Computing tags requires parsing .hgtags for all heads. Mercurial
therefore keeps a cache to efficiently find the .hgtags version of a
revision without having to parse the manifest, but this cache is
computed lazily and often incomplete.
The new implementation of the test works a lot more like the
revbranchcache and updates the cache in two stages:
(1) When a new changeset is added, check if .hgtags is touched. The
common case is that it didn't change and it is therefore inherited from
the parent. Now the parent might not be fully resolved yet (missing
manifest), so just keep a dictionary mapping to the parent revision that
potentially touched it.
(2) At the end of the transaction, resolve entries before writing the
cache to disk. At this point, manifests are all known, so they can be
parsed as necessary. The fast path here is reading just the delta, but
this doesn't necessarily answer the question, since the delta could have
been to a non-parent.
If the cache logic hits an invalid or missing node, it will recheck all
nodes. This is a bit more expensive, but simplifies the logic and avoids
recursions. This penalty is normally hit only once, but read-only
clients should run debugupdatecaches once and after strips. The
rewritten version no longer uses a separate missing item. This matters
only if a node with 32bit leading nulls exist other than the nullid, but
that is as likely as 32bit leading ones with the old code.
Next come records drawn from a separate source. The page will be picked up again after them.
PR #11874, opened 2026-07-18
feat(sglang): add mock gRPC server for sidecar tests

connorcarpenter15:
## Overview:

Add a CPU-only `dynamo-sglang-mocker-server` that exercises the real SGLang sidecar gRPC path without SGLang, model weights, or GPUs.

## Details:

- Place the server under `lib/mocker/servers/sglang` and temporarily reuse `dynamo_sglang_sidecar::proto`, matching the vLLM mocker layout from #11873 without a standalone proto crate.
- Support aggregated, prefill, and decode roles with deterministic tokens/logprobs, targeted aborts, capacity behavior from the real Mocker scheduler, and metadata-only rendezvous handoff.
- Validate and round-trip bootstrap host, port, and room metadata without opening a KV transport or moving KV data.
- Cover discovery, generation, logprobs, prefill/decode handoff, and abort cleanup through the real SGLang sidecar.

Validation:

- `cargo metadata --locked --format-version 1` for the root, Python bindings, KVBM bindings, and runtime examples workspaces
- `cargo clippy -p dynamo-sglang-mocker --all-targets --all-features -- -D warnings`
- `cargo test -p dynamo-mocker` (597 passed, 1 ignored)
- `cargo test -p dynamo-sglang-mocker` (10 passed)

Start with `lib/mocker/servers/sglang/src/server.rs` for the RPC lifecycle and `lib/sidecar/sglang/src/proto.rs` for the temporary sidecar-owned protocol export. The real sidecar boundary is covered by `lib/mocker/servers/sglang/tests/sidecar.rs`.

## Related Issues

- [DIS-2475: Add an SGLang-compatible Mocker gRPC server](https://linear.app/nvidia/issue/DIS-2475/add-an-sglang-compatible-mocker-grpc-server)

## Summary by CodeRabbit

* **New Features**
  * Added a CPU-only SGLang-compatible mock server for local development and testing.
  * Supports aggregated and disaggregated prefill/decode serving modes, streaming generation, health and model discovery, request cancellation, and deterministic outputs.
  * Added optional log probabilities and top-logprob metadata to generated responses.

* **Bug Fixes**
  * Improved scheduler cancellation so completed work exits promptly.

* **Compatibility**
  * Added safeguards to preserve SGLang gRPC request and wire-format compatibility.


ishandhanani (approved):

lib/mocker/servers/sglang/src/server.rs
```diff
@@ -0,0 +1,497 @@
...
+            .clone()
+            .try_acquire_owned()
+            .map_err(|_| Status::resource_exhausted("Mocker concurrent request limit reached"))?;
+        let prepared = PreparedRequest::new(request, &self.config).map_err(|status| *status)?;
+        let live = self
+            .engine
+            .submit(prepared.direct_request())
+            .await
+            .map_err(|error| {
+                if error.to_string().contains("already active") {
```
jthomson04: **Brittle cross-crate error-string match.**

This depends on the exact wording of `bail!("request {client_id} is already active")` in `lib/mocker/src/live.rs`. Rewording that message silently downgrades duplicate-`rid` from `ALREADY_EXISTS` to `INTERNAL`, and there is no test covering the duplicate-`rid` path to catch it. The vLLM sibling (`lib/mocker/servers/vllm/src/server.rs`) doesn't do this — it maps every submission failure to `INTERNAL`.

Suggest having `LiveEngine::submit` return a distinguishable error (typed variant, or at minimum an exported `const` for the message) and adding a test that submits the same `rid` twice.

lib/sidecar/sglang/src/protocol.rs
```diff
@@ -427,9 +427,24 @@ fn prompt_logprobs_from_meta(meta: &HashMap<String, String>) -> Result<Option<Va
         _ => Vec::new(),
     };
 
-    let mut payload = Vec::with_capacity(input_logprobs.len() + 1);
-    payload.push(Value::Null);
+    // Current SGLang encodes the first requested prompt position as
+    // `[null, token_id, null]`; older releases omitted it entirely.
+    let has_native_sentinel = input_logprobs.first().is_some_and(|entry| {
```
jthomson04, line 439: **The sentinel is inferred from one array but applied to two.**

`has_native_sentinel` is derived only from `input_token_logprobs[0]`, but it then shifts the index used against `input_top_logprobs` further down (`input_top_logprobs.get(index)`). If SGLang ever emits the leading sentinel in one array and not the other, every top-logprob entry shifts by one position and gets silently attributed to the wrong prompt token — no error, just wrong data.

Consider deriving the flag per-array, or validating that the two arrays agree in length/shape before indexing them with a shared offset.

lib/sidecar/sglang/src/protocol.rs
```diff
@@ -705,18 +720,18 @@ mod tests {
         let meta = HashMap::from([
             (
                 "input_token_logprobs".to_string(),
-                json!([[-0.1, 10, "a"], [-0.2, 11, "b"]]).to_string(),
+                json!([[null, 10, null], [-0.2, 11, "b"]]).to_string(),
```
jthomson04, line 771: **Legacy-SGLang coverage was replaced rather than added.**

The new comment above `has_native_sentinel` justifies the branch by saying "older releases omitted it entirely" — but this test was rewritten from the non-sentinel form to the sentinel form, so the `!has_native_sentinel` path (the one that comment exists for) now has zero coverage.

Please keep both: this test for the sentinel encoding, plus the original `json!([[-0.1, 10, "a"], [-0.2, 11, "b"]])` / `json!([[[-0.3, 12, "c"]], []])` case asserting `prompt[1]["10"]["logprob"] == -0.1`.

lib/mocker/servers/sglang/src/server.rs
```diff
@@ -0,0 +1,497 @@
...
+                    output_ids: vec![output_id],
+                    meta_info: prepared.meta_info(&output_tokens, signal.completed),
+                    finished: signal.completed,
+                };
+                if signal.completed {
+                    return;
+                }
+            }
+            Err(Status::internal(
+                "Mocker output channel closed before a terminal response",
```
jthomson04, line 286: **Abort ends the stream with `INTERNAL` instead of an SGLang-shaped terminal.**

After the `Abort` RPC, `live.recv()` returns `None`, the pump exits, `signal_rx` closes, and this trailing `Err` fires. So a *successful* cancellation and a dead engine are reported identically as `INTERNAL`.

Real SGLang ends an aborted stream with a terminal chunk carrying `finish_reason: {"type": "abort"}`, which `protocol.rs` explicitly handles (`abort_terminal_preserves_failure_metadata_as_error`) — so that sidecar path can never be exercised end-to-end against this mock. `sidecar_abort_releases_mocker_work` doesn't surface it because the sidecar's own `ctx.stopped()` select wins first and it yields `LLMEngineOutput::cancelled()`.

Either track that an abort was requested and end the stream cleanly (or synthesize the abort terminal), or call this out explicitly under "Deliberate limitations" in the README.

lib/mocker/servers/sglang/src/server_request.rs
```diff
@@ -0,0 +1,269 @@
...
+            (
+                "prompt_tokens".to_string(),
+                Value::from(self.prompt_tokens.len()).to_string(),
+            ),
+            (
+                "mocker_request_id".to_string(),
+                Value::String(self.request_id.clone()).to_string(),
+            ),
+        ]);
+        if self.return_logprob {
```
jthomson04, line 145: **`output_top_logprobs` is emitted even when `top_logprobs_num == 0`.**

This gates only on `return_logprob`, so with `top_logprobs_num == 0` the mock emits `output_top_logprobs: [[], [], ...]`. Real SGLang omits the key entirely in that case. Downstream, `extract_logprobs` turns that into `top_logprobs: Some(vec![vec![]])` where production would yield `None` — a divergence that could mask a frontend bug rather than expose it.

Same applies to `input_top_logprobs` in the terminal branch below. Suggest gating both on `self.top_logprobs_num > 0`.

(Related, on the validation side: `top_logprobs_num` above 20 is silently clamped to `MAX_TOP_LOGPROBS` while negative values are rejected with `INVALID_ARGUMENT`. The asymmetry is undocumented, and real SGLang rejects over-limit values.)

jthomson04 (commented):
Five correctness/fidelity findings from reading the new mock server against the real sidecar and scheduler code. Nothing here looks blocking-critical, but 1 and 2 are the ones I'd most want addressed before merge.

lib/mocker/servers/sglang/src/server.rs
connorcarpenter15: Fixed in dcefe7d96c. I removed the error-string match and now map every LiveEngine submission failure to INTERNAL, matching the vLLM adapter and native SGLang behavior. No duplicate-rid test is needed because there is no longer a distinct status contract to preserve.

lib/sidecar/sglang/src/protocol.rs
connorcarpenter15: Fixed in dcefe7d96c. When top logprobs are present, the sidecar now requires equal array lengths and matching sentinel encoding before sharing indices. Inconsistent metadata returns a protocol error instead of silently shifting entries.

lib/sidecar/sglang/src/protocol.rs
connorcarpenter15: Fixed in dcefe7d96c. The existing test now covers both native sentinel and legacy non-sentinel encodings, and also verifies that inconsistent encodings are rejected.

lib/mocker/servers/sglang/src/server.rs
connorcarpenter15: Documented in dcefe7d96c under Deliberate limitations. Abort releases Mocker scheduler state but does not synthesize an SGLang abort terminal; a caller that continues polling receives INTERNAL when the output channel closes. The real sidecar cancellation path remains covered end to end.

lib/mocker/servers/sglang/src/server_request.rs
connorcarpenter15: Fixed in dcefe7d96c. The mock now omits input and output top-logprob metadata when the requested count is zero, and rejects values outside 0 through 20 instead of silently clamping. Coverage checks both the wire shape and upper bound.

jthomson04 (approved):

nv-anants (approved):

rmccorm4 (approved):
approving CODEOWNERS / lock files for @ai-dynamo/dynamo-process-codeowners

Extend verification has the .hgtags file node at least exists. It
doesn't create a measurable difference for the rebuild time for a tag
heavy repository.
The code structure of the tag prepares for mmap access to the cache
file. The only in-place operation is append and that verifies the old
file size and is only used if nothing else changed.
Could you please use a more descriptive variable name? To me, a small comment would go a long way on clarifying the semantics of some of the less obvious ones (all the more for when the code evolves).